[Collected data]
_ _ _ _ _

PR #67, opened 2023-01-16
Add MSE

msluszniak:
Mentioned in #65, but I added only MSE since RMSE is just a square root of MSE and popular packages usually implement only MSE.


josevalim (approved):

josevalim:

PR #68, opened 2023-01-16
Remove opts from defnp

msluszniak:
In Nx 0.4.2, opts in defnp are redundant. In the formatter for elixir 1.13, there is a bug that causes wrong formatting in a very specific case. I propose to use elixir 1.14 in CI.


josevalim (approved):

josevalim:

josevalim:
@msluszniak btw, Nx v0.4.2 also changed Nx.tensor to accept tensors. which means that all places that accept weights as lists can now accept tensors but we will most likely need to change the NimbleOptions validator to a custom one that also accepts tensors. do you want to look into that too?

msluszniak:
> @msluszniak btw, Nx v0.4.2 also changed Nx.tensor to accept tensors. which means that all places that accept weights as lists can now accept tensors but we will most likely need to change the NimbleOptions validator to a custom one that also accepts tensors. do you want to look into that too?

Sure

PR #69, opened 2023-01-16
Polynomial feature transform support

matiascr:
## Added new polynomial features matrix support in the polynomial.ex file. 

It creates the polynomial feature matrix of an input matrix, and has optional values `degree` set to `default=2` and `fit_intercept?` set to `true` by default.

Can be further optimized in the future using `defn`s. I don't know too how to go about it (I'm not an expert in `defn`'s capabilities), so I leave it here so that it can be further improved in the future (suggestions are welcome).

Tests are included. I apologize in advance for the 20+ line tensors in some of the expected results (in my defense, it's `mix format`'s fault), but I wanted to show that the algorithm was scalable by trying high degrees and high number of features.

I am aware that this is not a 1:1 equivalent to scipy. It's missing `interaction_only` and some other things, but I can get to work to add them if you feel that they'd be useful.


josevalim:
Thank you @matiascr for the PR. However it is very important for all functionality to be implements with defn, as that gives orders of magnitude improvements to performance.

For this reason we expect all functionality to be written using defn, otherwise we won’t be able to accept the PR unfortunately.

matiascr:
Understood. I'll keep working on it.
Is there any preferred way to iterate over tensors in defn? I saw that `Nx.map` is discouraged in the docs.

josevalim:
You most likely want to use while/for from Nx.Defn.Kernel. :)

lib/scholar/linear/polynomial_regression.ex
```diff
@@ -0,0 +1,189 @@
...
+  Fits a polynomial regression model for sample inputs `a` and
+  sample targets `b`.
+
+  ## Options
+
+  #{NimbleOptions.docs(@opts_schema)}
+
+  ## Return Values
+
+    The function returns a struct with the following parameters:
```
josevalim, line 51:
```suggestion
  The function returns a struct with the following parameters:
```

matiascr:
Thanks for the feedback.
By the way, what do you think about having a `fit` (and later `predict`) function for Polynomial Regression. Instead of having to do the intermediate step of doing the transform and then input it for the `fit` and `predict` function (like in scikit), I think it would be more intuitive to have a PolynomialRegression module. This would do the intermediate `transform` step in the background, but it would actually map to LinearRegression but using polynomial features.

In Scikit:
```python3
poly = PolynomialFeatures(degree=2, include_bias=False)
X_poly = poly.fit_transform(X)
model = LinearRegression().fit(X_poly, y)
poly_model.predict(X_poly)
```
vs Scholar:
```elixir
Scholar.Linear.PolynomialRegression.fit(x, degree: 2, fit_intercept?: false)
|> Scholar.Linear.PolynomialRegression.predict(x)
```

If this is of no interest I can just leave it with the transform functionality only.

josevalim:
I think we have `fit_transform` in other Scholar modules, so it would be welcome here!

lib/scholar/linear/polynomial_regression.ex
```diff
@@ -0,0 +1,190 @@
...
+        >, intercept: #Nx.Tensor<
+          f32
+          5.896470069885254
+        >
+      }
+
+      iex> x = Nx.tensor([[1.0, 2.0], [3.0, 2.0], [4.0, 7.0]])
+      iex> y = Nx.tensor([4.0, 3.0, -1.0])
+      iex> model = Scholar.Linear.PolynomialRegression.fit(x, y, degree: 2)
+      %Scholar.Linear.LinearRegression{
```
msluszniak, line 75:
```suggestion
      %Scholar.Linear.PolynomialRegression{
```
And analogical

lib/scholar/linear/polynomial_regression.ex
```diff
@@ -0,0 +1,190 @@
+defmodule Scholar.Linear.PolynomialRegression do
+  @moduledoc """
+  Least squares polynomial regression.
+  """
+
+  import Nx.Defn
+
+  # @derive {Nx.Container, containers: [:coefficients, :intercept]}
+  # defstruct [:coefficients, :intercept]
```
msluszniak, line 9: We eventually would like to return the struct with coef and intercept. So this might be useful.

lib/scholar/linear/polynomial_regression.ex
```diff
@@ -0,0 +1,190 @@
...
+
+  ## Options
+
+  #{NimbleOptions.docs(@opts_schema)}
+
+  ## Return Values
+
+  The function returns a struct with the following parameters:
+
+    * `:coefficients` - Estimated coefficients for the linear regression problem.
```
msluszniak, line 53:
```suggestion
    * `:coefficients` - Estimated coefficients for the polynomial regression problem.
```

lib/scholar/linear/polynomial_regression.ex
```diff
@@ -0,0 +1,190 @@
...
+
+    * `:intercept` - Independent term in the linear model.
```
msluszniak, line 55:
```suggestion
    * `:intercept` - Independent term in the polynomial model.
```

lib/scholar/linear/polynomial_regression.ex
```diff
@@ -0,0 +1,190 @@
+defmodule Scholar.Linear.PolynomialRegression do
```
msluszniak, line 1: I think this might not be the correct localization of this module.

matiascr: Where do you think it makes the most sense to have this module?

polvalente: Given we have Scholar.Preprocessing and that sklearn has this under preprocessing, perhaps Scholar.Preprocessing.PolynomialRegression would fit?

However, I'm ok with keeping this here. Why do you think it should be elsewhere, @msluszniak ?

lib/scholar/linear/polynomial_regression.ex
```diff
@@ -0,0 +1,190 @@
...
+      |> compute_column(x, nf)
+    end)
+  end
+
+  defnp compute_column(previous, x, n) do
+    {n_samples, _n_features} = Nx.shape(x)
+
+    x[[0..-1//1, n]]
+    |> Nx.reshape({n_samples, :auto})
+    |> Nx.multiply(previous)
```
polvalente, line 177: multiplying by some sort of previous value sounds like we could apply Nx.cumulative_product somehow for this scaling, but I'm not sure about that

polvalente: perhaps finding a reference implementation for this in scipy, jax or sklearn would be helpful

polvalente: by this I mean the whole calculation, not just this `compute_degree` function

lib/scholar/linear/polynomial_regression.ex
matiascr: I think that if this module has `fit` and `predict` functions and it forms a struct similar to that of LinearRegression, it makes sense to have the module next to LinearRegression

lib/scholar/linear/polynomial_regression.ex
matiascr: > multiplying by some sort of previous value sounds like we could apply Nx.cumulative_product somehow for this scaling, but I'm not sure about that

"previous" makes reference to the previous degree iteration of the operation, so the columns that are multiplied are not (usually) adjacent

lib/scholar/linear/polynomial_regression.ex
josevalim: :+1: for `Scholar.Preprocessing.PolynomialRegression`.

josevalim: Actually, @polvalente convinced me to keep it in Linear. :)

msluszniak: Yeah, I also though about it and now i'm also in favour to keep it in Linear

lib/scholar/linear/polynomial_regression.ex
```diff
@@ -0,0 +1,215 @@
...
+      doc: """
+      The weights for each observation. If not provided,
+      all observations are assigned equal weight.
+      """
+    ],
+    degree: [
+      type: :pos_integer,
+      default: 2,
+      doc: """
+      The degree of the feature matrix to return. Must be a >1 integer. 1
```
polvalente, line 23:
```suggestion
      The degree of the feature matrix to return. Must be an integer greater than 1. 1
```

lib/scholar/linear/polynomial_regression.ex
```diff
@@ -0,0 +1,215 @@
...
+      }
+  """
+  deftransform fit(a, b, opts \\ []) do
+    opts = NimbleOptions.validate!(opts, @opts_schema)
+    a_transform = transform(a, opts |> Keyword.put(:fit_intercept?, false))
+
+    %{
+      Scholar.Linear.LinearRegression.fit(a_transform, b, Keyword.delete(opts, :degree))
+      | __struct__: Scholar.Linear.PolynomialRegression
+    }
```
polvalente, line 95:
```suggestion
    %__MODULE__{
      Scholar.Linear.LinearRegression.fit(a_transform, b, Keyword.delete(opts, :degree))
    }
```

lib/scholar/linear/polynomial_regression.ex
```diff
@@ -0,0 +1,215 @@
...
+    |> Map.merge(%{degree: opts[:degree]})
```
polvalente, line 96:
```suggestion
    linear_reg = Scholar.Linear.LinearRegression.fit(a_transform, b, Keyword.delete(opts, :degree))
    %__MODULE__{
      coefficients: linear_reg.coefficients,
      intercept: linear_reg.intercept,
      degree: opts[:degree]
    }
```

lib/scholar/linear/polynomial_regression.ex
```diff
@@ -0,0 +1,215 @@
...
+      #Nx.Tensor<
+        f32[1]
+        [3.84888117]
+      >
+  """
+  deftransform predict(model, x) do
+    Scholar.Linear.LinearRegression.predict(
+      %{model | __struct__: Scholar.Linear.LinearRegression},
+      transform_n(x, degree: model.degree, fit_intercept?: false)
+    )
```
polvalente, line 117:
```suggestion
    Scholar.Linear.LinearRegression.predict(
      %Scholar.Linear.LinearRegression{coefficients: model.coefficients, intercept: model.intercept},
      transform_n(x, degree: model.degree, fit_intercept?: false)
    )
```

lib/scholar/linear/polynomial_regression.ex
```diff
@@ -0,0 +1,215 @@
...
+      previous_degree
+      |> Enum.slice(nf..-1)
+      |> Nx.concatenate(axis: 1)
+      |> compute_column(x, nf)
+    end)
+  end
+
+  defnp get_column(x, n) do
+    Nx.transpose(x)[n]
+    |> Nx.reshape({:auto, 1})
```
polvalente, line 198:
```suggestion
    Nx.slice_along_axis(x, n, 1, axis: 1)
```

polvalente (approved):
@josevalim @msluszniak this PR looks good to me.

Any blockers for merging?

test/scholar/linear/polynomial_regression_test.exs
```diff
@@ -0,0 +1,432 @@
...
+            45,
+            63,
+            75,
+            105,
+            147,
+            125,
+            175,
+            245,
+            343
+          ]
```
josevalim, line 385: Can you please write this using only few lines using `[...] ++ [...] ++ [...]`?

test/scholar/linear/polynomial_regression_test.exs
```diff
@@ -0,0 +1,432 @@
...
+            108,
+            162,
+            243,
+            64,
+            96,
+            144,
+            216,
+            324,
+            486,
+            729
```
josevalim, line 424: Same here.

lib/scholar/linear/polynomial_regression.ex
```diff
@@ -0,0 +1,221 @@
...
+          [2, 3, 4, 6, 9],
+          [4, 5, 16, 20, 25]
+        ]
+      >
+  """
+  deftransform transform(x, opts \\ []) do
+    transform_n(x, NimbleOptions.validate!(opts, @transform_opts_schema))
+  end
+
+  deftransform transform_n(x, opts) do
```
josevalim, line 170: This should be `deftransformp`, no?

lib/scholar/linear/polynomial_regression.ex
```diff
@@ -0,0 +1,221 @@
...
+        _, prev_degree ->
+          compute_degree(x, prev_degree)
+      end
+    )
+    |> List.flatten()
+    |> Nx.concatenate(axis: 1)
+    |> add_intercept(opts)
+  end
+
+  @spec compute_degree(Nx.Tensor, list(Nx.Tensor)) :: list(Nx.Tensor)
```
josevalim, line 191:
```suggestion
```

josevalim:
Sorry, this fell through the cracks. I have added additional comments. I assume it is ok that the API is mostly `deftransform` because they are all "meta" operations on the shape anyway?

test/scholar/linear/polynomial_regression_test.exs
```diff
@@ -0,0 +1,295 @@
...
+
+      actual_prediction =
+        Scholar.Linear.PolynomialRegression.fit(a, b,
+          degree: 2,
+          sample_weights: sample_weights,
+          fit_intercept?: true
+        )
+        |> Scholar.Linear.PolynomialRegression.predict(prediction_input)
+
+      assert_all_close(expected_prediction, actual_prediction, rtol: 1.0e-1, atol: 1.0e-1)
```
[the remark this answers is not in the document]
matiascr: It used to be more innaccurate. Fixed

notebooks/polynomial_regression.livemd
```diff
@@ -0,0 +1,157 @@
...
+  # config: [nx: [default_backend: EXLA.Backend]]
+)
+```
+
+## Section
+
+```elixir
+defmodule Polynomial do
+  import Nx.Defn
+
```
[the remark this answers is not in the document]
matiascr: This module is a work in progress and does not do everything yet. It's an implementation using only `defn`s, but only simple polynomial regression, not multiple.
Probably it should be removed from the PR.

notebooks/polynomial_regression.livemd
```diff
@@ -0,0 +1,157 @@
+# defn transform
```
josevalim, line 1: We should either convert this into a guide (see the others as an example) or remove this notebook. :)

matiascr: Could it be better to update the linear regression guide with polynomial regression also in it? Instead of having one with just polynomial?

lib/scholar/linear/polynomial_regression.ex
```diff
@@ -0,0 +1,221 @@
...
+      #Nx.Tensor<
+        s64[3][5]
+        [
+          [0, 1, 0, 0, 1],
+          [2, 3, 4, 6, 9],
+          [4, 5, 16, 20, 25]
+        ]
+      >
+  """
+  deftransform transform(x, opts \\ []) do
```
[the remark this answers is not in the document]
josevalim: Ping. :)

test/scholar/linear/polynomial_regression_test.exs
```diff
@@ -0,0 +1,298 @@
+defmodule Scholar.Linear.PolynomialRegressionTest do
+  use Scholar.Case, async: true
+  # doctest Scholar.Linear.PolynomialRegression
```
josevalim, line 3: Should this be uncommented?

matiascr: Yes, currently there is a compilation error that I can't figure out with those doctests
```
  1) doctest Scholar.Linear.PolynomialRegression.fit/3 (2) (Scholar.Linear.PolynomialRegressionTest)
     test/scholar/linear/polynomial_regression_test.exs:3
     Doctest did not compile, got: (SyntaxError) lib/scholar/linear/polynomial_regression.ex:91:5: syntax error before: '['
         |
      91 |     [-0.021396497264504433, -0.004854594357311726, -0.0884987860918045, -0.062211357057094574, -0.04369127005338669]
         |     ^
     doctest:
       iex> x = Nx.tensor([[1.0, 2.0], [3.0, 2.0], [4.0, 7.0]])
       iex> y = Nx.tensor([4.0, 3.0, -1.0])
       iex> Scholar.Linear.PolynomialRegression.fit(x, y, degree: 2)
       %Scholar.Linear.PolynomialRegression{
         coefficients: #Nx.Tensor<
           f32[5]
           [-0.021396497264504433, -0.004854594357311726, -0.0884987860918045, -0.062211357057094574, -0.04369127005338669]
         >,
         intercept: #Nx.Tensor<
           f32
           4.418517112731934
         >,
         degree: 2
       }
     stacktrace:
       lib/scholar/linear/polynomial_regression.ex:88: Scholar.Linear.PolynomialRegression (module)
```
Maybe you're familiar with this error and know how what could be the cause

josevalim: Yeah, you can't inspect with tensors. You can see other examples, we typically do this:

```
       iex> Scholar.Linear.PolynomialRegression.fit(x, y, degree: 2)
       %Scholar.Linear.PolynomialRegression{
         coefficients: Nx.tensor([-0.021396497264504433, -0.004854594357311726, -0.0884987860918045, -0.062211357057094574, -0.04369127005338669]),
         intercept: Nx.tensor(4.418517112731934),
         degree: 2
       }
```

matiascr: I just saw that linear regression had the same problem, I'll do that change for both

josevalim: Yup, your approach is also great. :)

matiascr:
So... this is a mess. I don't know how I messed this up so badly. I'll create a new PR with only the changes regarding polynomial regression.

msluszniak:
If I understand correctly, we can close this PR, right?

_ _ _ _ _

- _Directions for this task_:
Up to and including the line that contains "It creates the", output the records above exactly, beginning with their first line.

- _Exercise output_:
PR #67, opened 2023-01-16
Add MSE

msluszniak:
Mentioned in #65, but I added only MSE since RMSE is just a square root of MSE and popular packages usually implement only MSE.


josevalim (approved):

josevalim:

PR #68, opened 2023-01-16
Remove opts from defnp

msluszniak:
In Nx 0.4.2, opts in defnp are redundant. In the formatter for elixir 1.13, there is a bug that causes wrong formatting in a very specific case. I propose to use elixir 1.14 in CI.


josevalim (approved):

josevalim:

josevalim:
@msluszniak btw, Nx v0.4.2 also changed Nx.tensor to accept tensors. which means that all places that accept weights as lists can now accept tensors but we will most likely need to change the NimbleOptions validator to a custom one that also accepts tensors. do you want to look into that too?

msluszniak:
> @msluszniak btw, Nx v0.4.2 also changed Nx.tensor to accept tensors. which means that all places that accept weights as lists can now accept tensors but we will most likely need to change the NimbleOptions validator to a custom one that also accepts tensors. do you want to look into that too?

Sure

PR #69, opened 2023-01-16
Polynomial feature transform support

matiascr:
## Added new polynomial features matrix support in the polynomial.ex file. 

It creates the polynomial feature matrix of an input matrix, and has optional values `degree` set to `default=2` and `fit_intercept?` set to `true` by default.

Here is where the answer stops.